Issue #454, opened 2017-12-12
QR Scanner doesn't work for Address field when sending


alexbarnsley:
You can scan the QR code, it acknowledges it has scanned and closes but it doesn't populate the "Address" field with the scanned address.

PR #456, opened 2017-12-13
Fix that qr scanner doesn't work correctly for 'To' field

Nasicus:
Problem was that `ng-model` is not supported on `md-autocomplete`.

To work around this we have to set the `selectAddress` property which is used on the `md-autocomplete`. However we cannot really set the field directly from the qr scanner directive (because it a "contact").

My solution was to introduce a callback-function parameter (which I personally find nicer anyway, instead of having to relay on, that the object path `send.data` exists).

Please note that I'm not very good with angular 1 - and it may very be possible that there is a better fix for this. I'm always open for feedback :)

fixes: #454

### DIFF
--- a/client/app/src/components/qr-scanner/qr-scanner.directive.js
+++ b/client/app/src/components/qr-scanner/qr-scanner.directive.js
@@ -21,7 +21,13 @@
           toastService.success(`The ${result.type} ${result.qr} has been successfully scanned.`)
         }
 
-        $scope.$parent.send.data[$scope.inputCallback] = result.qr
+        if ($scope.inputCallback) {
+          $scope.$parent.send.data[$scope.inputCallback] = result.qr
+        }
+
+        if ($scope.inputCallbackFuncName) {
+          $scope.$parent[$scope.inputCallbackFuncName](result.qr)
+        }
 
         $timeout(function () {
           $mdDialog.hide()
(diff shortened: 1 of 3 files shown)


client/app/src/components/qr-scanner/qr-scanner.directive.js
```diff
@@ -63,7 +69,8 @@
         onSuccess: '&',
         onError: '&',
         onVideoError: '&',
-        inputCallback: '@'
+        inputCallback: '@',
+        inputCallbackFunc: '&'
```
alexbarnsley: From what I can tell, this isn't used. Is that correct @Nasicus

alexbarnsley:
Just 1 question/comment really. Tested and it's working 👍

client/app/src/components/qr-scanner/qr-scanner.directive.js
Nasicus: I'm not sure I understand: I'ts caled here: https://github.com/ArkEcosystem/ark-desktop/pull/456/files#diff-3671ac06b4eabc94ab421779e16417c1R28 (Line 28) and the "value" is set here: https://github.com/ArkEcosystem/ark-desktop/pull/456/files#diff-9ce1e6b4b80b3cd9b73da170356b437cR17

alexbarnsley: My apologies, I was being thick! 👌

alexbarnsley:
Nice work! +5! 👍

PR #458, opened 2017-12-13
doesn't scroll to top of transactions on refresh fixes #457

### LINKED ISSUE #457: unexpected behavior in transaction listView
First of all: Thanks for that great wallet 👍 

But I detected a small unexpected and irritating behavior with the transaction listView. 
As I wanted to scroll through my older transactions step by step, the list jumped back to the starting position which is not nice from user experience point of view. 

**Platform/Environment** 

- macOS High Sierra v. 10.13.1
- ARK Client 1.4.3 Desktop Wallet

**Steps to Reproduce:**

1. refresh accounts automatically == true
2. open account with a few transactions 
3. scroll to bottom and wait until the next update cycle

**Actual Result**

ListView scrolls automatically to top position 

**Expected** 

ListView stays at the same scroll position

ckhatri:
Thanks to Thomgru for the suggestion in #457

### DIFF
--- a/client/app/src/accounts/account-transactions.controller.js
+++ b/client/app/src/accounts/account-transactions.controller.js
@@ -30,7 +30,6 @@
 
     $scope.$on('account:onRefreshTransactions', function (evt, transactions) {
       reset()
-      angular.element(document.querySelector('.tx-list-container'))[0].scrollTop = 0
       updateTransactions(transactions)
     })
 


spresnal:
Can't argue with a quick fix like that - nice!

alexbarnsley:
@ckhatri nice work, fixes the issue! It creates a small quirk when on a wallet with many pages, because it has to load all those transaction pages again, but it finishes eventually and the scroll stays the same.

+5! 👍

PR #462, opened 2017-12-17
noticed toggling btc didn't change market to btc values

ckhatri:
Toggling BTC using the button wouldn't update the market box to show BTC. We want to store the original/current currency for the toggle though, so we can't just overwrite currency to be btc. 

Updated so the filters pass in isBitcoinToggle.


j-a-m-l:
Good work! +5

.....

▶ **ABOUT THIS EXERCISE**: Starting at the first line of the listing, retype every line up to and including the one with "You can scan".

▶ **ANSWER TO THE PROBLEM**:
Issue #454, opened 2017-12-12
QR Scanner doesn't work for Address field when sending


alexbarnsley:
You can scan the QR code, it acknowledges it has scanned and closes but it doesn't populate the "Address" field with the scanned address.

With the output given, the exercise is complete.